Please give me a verbal slap on the head for these thoughts that are running through my stupid brain!
So I'm married to a man I've been with for almost 8 years, married for nearly 1. We have 2 children. We met when I was 20 and he was 37, I'm now 28 and he's 45. I feel sometimes that maybe I did a lot of changing as a person in that time and sometimes wonder if we have anything in common anymore. I quite often think 'is this it now?' Which I know is horrible. He's not an affectionate person and he's a closed book in terms of disclosing feelings. He's also a self confessed grump. Mostly negative about things really. I don't feel particularly attracted to him anymore, I can't remember the last time we were intimate. Sometimes I wonder if he's even attracted to me tbh. However he is a good bloke with a big heart, a good dad and doesn't do anything to deserve these thoughts I keep having. He would never do anything to hurt me and I know this hand on heart. I just feel like we are just friends at times. We don't talk deeply about anything, conversation is just the day-to-day stuff really but mostly I'm talking to the backside of his iPad!!

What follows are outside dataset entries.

PR #2675, opened 2025-09-02
RFC: set explicit strict arguments in `zip` calls

neutrinoceros:
This is a pet peeve of mine; now that we dropped Python 3.9, we have access to the `strict` kwarg in `zip`, which, in a better world, would default to `strict=True`, but doesn't for backward compat reasons. I want to stress test against CI and see if *any* of these actually need the implicit `strict=False` behavior.

for reference, I ensured my search was thorough by seeding the patch with
```
ruff check --select B905 --fix
```
but then changed `strict=False` to `strict=True`

### DIFF
--- a/h5py/_hl/dataset.py
+++ b/h5py/_hl/dataset.py
@@ -66,6 +66,9 @@ def make_new_dset(parent, shape=None, dtype=None, data=None, name=None,
     # Validate chunk shape
     if isinstance(chunks, int) and not isinstance(chunks, bool):
         chunks = (chunks,)
+    # Logically, the following `zip`` could be strict, but it's happening
+    # before we've done checks elsewhere that raise more descriptive errors
+    # (like "chunks" must have same rank as dataset shape).
     if isinstance(chunks, tuple) and any(
         chunk > dim for dim, chunk in zip(tmp_shape, chunks, strict=False) if dim is not None
     ):
--- a/h5py/_hl/dataset.py
+++ b/h5py/_hl/dataset.py
@@ -67,7 +67,7 @@ def make_new_dset(parent, shape=None, dtype=None, data=None, name=None,
     if isinstance(chunks, int) and not isinstance(chunks, bool):
         chunks = (chunks,)
     if isinstance(chunks, tuple) and any(
-        chunk > dim for dim, chunk in zip(tmp_shape, chunks) if dim is not None
+        chunk > dim for dim, chunk in zip(tmp_shape, chunks, strict=False) if dim is not None
     ):
         errmsg = "Chunk shape must not be greater than data shape in any dimension. "\
                  "{} is not compatible with {}".format(chunks, shape)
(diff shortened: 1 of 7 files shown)


neutrinoceros:
clearly this doesn't work out of the box. From a very quick look, I'm not sure the one failure means I should loosen the one `zip` call, or if I should change the test. I'll dig into this more seriously tomorrow.

tacaswell:
```
____________________ TestCreateChunked.test_chunks_scalar _____________________

self = <h5py.tests.test_dataset.TestCreateChunked testMethod=test_chunks_scalar>

    def test_chunks_scalar(self):
        """ Attempting to create chunked scalar dataset raises TypeError """
>           self.f.create_dataset('foo', shape=(), chunks=(50,))

py310-test-deps-pre\lib\site-packages\h5py\tests\test_dataset.py:421: 
py310-test-deps-pre\lib\site-packages\h5py\_hl\group.py:193: in create_dataset
    dsid = dataset.make_new_dset(group, shape, dtype, data, name, **kwds)
py310-test-deps-pre\lib\site-packages\h5py\_hl\dataset.py:69: in make_new_dset
    if isinstance(chunks, tuple) and any(

>   if isinstance(chunks, tuple) and any(
        chunk > dim for dim, chunk in zip(tmp_shape, chunks, strict=True) if dim is not None
    ):
E   ValueError: zip() argument 2 is longer than argument 1

py310-test-deps-pre\lib\site-packages\h5py\_hl\dataset.py:69: ValueError

```

It now fails in the wrong way

neutrinoceros:
Ok I think this is actually pretty straight forward with a rested mind and a couple coffees; that one `zip` call is *intended* as not strict, so let's just make it explicit.

h5py/_hl/dataset.py
```diff
@@ -67,7 +67,7 @@ def make_new_dset(parent, shape=None, dtype=None, data=None, name=None,
     if isinstance(chunks, int) and not isinstance(chunks, bool):
         chunks = (chunks,)
     if isinstance(chunks, tuple) and any(
-        chunk > dim for dim, chunk in zip(tmp_shape, chunks) if dim is not None
+        chunk > dim for dim, chunk in zip(tmp_shape, chunks, strict=False) if dim is not None
```
takluyver, line 72: Logically, this one could be strict, but it's happening before we've done checks elsewhere that raise more descriptive errors (like `"chunks" must have same rank as dataset shape`). I'd rather not get into restructuring the code to deal with that, so +1 to leaving it non-strict for now, but maybe it's worth adding a comment to clarify why it's like that.

takluyver:
Other than that, LGTM

h5py/_hl/dataset.py
neutrinoceros: thank you ! I added your explanation more or less verbatim as an in line comment

h5py/_hl/dataset.py
```diff
@@ -66,8 +66,11 @@ def make_new_dset(parent, shape=None, dtype=None, data=None, name=None,
     # Validate chunk shape
     if isinstance(chunks, int) and not isinstance(chunks, bool):
         chunks = (chunks,)
+    # Logically, the following `zip`` could be strict, but it's happening
+    # before we've done checks elsewhere that raise more descriptive errors
+    # (like "chunks" must have same rank as dataset shape).
```
takluyver: Balancing backticks, and we probably don't need the example of the error message.

```suggestion
    # Logically, the following `zip` could be strict, but it's happening
    # before we've done checks elsewhere that raise more descriptive errors
```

Now - the grass greener bit. I work with a man who is closer in age to me. I'm ridiculously attracted to him and we just click. He makes me laugh, is very kind and that's that really. I can't help it but I sometimes find my mind wandering to the what ifs. I know that if I were single we'd be dating if not in a relationship by now. It's so wrong to even think this but I can't help it! Plus I would never hurt my kids and hubby by leaving through my own selfishness. Obviously I know that even having these kind of thoughts would hurt my husband but I guess maybe I am craving something that I'm not getting at home, affection, intimacy and just conversation!
So give it to me straight, what do you think of me? Is this just normal that all married couples go through at some point or am I just a crap person who doesn't deserve my husband?